**THE DATA:**
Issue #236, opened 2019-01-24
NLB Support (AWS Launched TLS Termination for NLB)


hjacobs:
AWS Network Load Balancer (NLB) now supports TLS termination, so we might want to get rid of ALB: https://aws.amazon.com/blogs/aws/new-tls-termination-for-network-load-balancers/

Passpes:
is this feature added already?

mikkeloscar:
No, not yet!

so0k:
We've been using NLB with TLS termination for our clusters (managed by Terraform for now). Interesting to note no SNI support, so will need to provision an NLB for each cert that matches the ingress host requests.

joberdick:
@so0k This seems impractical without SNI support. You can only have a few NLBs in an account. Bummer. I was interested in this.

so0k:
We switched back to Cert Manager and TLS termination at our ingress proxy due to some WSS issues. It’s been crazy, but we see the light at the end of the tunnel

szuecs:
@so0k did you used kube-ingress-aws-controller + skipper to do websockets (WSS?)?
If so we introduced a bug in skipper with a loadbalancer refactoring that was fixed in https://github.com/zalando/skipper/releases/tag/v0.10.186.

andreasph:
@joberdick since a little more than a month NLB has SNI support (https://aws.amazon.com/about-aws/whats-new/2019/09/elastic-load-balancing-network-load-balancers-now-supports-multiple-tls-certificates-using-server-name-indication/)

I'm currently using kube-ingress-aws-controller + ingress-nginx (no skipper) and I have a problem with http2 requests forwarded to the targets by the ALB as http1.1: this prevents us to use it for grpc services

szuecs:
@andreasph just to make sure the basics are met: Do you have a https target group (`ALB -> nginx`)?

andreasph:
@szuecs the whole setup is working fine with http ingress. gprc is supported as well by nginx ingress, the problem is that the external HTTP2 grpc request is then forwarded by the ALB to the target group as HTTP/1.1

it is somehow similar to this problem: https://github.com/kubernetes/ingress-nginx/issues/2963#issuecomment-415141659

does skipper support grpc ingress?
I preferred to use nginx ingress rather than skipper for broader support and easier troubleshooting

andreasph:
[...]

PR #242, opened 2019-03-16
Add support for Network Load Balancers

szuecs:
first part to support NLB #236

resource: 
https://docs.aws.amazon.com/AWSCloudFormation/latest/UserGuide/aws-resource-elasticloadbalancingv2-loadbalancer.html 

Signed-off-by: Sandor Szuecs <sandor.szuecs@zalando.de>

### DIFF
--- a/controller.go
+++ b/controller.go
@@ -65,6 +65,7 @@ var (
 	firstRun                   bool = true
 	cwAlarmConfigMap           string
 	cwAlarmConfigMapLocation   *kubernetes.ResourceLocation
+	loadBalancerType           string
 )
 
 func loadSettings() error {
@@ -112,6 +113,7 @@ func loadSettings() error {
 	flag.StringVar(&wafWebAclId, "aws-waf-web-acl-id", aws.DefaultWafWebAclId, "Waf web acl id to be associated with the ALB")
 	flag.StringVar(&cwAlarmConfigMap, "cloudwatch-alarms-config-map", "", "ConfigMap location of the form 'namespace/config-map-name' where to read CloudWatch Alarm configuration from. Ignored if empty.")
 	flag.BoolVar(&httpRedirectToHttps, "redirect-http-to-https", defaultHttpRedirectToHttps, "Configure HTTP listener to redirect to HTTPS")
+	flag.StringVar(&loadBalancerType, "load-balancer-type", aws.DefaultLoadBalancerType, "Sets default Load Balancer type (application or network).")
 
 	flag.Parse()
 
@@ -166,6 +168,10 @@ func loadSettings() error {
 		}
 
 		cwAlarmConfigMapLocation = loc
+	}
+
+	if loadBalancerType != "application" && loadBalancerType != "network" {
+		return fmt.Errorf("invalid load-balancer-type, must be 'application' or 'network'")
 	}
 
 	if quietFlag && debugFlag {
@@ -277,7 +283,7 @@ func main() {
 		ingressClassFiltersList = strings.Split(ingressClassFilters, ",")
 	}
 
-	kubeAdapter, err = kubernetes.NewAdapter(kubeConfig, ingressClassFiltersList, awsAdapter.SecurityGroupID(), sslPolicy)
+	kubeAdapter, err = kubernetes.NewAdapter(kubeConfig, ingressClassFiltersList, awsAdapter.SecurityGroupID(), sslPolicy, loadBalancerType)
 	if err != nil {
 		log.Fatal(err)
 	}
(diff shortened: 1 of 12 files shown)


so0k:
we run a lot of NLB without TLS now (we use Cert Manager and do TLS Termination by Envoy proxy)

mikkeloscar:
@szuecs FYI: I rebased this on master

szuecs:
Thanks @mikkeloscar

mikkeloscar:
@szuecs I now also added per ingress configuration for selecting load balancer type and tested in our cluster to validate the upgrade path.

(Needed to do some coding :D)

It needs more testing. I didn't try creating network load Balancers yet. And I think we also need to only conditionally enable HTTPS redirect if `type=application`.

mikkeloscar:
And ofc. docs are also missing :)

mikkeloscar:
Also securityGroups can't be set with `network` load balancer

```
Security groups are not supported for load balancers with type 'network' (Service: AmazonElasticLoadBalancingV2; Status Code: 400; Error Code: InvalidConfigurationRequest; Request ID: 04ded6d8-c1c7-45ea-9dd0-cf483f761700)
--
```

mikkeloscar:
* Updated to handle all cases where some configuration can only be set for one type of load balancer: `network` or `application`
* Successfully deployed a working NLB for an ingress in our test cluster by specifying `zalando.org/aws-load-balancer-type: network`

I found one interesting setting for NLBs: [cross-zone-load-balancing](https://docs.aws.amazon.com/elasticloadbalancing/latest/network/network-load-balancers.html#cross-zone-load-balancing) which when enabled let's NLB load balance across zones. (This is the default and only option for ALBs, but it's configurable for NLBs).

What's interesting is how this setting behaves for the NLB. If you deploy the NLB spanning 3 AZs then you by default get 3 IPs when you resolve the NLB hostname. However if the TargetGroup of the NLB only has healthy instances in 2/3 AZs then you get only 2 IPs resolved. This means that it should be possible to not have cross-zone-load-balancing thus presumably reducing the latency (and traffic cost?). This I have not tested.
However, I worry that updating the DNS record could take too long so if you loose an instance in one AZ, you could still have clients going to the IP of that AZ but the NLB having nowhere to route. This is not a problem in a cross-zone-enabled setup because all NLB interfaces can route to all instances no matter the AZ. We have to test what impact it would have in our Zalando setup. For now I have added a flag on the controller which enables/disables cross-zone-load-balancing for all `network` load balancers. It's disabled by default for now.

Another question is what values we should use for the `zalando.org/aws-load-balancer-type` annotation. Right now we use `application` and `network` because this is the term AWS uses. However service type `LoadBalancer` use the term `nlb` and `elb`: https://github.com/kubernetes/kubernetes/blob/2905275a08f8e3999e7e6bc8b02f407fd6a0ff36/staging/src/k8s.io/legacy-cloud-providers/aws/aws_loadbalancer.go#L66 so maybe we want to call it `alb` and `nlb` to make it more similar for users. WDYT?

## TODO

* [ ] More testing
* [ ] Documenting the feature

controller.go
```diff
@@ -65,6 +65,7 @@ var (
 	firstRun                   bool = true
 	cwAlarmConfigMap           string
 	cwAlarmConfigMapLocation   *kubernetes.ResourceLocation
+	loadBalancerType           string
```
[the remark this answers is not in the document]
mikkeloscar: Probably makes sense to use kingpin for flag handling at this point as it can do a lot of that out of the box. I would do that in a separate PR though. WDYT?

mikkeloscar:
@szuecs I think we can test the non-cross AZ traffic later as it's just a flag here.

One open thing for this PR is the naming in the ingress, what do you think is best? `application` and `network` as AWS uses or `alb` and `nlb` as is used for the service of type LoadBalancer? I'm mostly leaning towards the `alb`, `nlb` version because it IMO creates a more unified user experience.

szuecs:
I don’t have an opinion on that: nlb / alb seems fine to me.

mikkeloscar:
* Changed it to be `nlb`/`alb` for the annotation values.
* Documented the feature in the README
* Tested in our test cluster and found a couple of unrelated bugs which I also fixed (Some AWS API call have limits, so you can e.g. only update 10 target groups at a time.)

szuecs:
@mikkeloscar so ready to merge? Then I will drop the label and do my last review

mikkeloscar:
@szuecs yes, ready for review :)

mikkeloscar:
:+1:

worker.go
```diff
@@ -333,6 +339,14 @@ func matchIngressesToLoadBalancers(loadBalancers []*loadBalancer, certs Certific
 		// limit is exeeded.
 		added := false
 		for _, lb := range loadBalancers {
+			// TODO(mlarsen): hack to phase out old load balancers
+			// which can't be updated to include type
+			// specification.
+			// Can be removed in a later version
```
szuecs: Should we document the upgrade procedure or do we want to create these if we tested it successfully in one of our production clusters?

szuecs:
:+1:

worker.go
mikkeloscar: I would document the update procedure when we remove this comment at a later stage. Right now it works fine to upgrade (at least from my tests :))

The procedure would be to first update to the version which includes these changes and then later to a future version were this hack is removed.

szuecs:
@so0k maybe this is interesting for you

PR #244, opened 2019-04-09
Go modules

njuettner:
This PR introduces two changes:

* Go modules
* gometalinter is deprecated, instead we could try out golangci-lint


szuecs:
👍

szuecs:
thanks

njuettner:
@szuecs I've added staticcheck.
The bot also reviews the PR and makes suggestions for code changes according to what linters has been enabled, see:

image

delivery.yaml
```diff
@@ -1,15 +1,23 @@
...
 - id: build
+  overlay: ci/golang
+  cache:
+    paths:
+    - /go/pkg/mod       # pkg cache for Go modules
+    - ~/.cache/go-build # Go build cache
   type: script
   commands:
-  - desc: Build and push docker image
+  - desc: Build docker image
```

**EXERCISE GOAL:** Produce a word-for-word copy of everything above from the line holding "(diff shortened: 1 of 12 files shown)" down to the line holding "(Needed to do some coding :D)", with both of those lines kept.

**YOUR RESPONSE:**
(diff shortened: 1 of 12 files shown)


so0k:
we run a lot of NLB without TLS now (we use Cert Manager and do TLS Termination by Envoy proxy)

mikkeloscar:
@szuecs FYI: I rebased this on master

szuecs:
Thanks @mikkeloscar

mikkeloscar:
@szuecs I now also added per ingress configuration for selecting load balancer type and tested in our cluster to validate the upgrade path.

(Needed to do some coding :D)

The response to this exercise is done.